The problem -
Look through the records, and whenever a line includes the word "next", copy it.

---

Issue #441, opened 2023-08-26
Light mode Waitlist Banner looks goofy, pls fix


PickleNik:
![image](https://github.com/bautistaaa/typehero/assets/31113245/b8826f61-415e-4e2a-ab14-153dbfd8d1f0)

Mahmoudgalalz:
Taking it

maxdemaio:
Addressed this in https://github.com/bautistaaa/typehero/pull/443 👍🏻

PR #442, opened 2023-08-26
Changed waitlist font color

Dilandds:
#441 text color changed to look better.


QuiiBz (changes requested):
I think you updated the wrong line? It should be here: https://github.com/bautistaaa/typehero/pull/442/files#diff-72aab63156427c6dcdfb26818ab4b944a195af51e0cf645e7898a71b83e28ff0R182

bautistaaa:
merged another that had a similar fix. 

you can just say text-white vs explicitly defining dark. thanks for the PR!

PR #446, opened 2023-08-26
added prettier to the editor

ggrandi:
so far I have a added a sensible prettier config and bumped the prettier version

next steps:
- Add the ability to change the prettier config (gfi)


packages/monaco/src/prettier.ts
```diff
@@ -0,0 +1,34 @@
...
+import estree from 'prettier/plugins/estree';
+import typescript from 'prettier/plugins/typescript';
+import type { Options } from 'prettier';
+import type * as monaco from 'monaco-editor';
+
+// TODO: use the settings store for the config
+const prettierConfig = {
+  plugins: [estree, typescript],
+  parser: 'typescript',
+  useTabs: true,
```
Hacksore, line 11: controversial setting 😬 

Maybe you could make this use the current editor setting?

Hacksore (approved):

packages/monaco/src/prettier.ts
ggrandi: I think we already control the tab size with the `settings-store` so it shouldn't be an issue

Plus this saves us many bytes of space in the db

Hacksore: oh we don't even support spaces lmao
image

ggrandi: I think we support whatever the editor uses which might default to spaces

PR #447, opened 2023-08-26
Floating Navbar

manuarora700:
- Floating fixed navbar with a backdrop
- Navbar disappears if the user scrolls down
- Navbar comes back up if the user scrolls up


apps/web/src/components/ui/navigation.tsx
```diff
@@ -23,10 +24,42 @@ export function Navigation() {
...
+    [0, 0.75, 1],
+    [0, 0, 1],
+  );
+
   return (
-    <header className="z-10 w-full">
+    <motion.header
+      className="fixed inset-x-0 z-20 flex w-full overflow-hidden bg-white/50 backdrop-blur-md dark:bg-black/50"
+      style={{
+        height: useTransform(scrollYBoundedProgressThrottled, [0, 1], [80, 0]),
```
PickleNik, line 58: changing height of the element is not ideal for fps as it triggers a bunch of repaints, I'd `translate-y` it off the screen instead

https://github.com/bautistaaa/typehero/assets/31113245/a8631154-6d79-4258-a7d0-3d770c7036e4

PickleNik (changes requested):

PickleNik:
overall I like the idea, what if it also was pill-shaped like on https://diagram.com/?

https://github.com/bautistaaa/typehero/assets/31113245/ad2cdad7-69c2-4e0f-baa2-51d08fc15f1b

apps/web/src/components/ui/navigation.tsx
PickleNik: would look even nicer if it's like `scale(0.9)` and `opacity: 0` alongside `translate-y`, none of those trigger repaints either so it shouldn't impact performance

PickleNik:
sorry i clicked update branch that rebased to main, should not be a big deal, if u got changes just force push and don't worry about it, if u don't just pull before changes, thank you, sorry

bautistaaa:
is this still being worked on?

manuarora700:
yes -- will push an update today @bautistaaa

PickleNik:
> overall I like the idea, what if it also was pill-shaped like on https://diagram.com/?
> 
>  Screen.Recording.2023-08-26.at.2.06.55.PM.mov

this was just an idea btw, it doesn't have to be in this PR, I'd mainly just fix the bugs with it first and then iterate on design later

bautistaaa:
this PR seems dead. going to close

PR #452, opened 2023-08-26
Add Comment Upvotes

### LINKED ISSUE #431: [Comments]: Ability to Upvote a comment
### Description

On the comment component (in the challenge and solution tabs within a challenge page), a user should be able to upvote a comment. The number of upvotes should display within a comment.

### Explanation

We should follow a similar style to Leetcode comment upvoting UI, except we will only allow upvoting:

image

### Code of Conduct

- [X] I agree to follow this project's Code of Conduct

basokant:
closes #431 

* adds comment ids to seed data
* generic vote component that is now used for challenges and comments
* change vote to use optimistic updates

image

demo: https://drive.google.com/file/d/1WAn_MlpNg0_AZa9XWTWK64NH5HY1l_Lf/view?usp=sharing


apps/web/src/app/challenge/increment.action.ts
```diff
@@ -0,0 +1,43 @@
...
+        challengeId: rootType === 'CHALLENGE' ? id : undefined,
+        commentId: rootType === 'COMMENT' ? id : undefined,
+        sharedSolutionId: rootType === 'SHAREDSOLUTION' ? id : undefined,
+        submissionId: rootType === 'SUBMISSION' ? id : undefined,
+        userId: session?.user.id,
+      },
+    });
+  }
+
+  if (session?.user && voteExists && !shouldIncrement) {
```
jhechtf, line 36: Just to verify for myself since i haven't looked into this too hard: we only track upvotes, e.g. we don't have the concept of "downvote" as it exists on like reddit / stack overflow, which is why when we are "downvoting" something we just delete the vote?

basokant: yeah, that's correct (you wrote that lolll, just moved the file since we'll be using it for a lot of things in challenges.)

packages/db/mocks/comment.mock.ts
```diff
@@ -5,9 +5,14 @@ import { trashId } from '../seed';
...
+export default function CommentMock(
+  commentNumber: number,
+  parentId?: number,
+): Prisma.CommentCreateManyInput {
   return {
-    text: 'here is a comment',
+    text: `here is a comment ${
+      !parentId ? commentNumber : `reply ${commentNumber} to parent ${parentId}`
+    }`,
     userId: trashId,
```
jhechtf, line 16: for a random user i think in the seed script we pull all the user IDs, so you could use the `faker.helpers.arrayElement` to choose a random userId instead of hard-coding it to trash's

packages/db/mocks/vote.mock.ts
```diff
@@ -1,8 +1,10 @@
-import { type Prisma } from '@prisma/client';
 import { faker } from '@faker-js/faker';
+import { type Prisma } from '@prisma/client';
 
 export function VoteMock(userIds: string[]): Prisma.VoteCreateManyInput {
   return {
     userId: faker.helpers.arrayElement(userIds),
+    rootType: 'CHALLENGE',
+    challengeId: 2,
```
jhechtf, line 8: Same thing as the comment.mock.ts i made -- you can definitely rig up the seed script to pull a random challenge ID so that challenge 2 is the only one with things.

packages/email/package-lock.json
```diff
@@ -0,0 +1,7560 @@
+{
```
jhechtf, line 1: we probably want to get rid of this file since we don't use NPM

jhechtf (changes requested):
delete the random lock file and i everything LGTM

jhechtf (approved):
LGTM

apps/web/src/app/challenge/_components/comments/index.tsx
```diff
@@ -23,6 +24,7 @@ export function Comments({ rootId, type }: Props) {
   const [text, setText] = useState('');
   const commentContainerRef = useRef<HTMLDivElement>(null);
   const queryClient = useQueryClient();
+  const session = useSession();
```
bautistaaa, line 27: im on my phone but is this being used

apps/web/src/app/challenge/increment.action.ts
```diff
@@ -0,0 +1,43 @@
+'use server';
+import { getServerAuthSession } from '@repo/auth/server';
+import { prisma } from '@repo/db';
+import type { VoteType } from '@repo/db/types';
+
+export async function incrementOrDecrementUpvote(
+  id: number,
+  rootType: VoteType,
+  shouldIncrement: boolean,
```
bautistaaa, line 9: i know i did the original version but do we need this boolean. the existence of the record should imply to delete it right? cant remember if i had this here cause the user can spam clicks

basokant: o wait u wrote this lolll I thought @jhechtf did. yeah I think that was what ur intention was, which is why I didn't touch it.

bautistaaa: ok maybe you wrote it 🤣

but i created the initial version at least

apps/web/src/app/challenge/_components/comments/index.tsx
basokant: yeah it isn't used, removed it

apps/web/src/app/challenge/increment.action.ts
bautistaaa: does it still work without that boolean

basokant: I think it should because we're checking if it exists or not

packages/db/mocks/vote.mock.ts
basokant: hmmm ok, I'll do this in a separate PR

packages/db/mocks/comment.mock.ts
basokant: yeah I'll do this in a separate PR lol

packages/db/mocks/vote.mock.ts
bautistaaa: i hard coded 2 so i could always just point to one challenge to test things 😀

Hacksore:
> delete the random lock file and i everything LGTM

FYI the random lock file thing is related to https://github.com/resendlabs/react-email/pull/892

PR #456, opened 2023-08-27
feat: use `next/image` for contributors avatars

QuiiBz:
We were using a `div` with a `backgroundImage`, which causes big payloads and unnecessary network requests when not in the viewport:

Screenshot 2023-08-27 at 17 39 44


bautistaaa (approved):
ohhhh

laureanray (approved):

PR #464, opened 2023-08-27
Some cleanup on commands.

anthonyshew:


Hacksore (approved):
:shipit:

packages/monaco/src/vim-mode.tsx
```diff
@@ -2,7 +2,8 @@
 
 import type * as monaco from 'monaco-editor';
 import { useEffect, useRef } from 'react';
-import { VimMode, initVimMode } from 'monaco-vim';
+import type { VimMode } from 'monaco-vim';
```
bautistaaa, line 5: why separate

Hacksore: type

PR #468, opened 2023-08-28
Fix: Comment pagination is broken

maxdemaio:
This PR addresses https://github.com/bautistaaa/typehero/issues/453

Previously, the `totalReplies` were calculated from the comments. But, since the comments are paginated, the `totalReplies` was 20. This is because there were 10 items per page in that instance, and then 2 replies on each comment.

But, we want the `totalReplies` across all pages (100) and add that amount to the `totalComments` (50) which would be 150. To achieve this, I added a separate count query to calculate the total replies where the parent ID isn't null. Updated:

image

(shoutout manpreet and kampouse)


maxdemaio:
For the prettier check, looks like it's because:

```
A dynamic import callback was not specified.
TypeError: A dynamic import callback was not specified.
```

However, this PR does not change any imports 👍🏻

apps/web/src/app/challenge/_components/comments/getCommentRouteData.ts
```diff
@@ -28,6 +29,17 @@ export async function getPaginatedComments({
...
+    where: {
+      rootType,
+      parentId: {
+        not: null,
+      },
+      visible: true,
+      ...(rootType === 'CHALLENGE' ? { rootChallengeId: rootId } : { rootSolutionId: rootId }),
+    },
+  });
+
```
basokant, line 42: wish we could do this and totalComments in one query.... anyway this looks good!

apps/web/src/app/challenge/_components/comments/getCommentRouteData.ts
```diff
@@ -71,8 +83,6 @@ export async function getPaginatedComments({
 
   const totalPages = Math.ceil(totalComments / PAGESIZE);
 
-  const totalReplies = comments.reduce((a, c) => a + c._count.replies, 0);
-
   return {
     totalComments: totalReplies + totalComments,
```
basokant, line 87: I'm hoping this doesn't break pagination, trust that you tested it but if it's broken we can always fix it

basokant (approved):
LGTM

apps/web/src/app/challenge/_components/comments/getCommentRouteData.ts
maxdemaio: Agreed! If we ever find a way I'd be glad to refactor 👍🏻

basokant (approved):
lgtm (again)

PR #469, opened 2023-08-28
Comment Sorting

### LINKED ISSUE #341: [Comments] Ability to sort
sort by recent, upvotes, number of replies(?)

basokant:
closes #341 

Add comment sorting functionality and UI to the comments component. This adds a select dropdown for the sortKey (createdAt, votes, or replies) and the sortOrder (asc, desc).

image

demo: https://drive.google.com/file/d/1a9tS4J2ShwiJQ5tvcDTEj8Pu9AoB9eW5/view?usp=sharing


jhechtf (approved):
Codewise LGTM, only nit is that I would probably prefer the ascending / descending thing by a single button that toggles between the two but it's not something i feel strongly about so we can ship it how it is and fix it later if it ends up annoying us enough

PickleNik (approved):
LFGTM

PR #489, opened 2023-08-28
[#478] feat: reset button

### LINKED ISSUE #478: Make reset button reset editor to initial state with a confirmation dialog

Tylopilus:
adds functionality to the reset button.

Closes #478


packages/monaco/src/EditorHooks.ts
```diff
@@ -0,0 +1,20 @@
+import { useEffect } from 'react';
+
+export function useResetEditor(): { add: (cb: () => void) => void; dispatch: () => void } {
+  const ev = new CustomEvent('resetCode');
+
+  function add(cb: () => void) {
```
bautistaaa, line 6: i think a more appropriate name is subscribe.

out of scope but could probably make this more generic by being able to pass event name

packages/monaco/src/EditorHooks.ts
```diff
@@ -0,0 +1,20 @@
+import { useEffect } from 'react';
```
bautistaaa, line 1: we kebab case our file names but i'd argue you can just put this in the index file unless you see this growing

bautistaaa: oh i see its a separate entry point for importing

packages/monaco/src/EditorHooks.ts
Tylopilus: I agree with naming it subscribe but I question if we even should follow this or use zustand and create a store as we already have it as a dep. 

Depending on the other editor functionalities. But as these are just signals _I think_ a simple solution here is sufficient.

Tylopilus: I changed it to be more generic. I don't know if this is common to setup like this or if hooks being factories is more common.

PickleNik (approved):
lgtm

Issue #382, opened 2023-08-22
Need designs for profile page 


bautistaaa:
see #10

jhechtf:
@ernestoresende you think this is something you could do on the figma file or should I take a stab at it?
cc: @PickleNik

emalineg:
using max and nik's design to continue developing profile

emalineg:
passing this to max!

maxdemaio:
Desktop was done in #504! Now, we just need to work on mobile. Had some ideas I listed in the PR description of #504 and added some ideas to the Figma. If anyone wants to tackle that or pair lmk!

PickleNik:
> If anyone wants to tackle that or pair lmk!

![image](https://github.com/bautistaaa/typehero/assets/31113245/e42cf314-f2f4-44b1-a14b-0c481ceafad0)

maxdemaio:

---

Written response -
next steps:
feat: use `next/image` for contributors avatars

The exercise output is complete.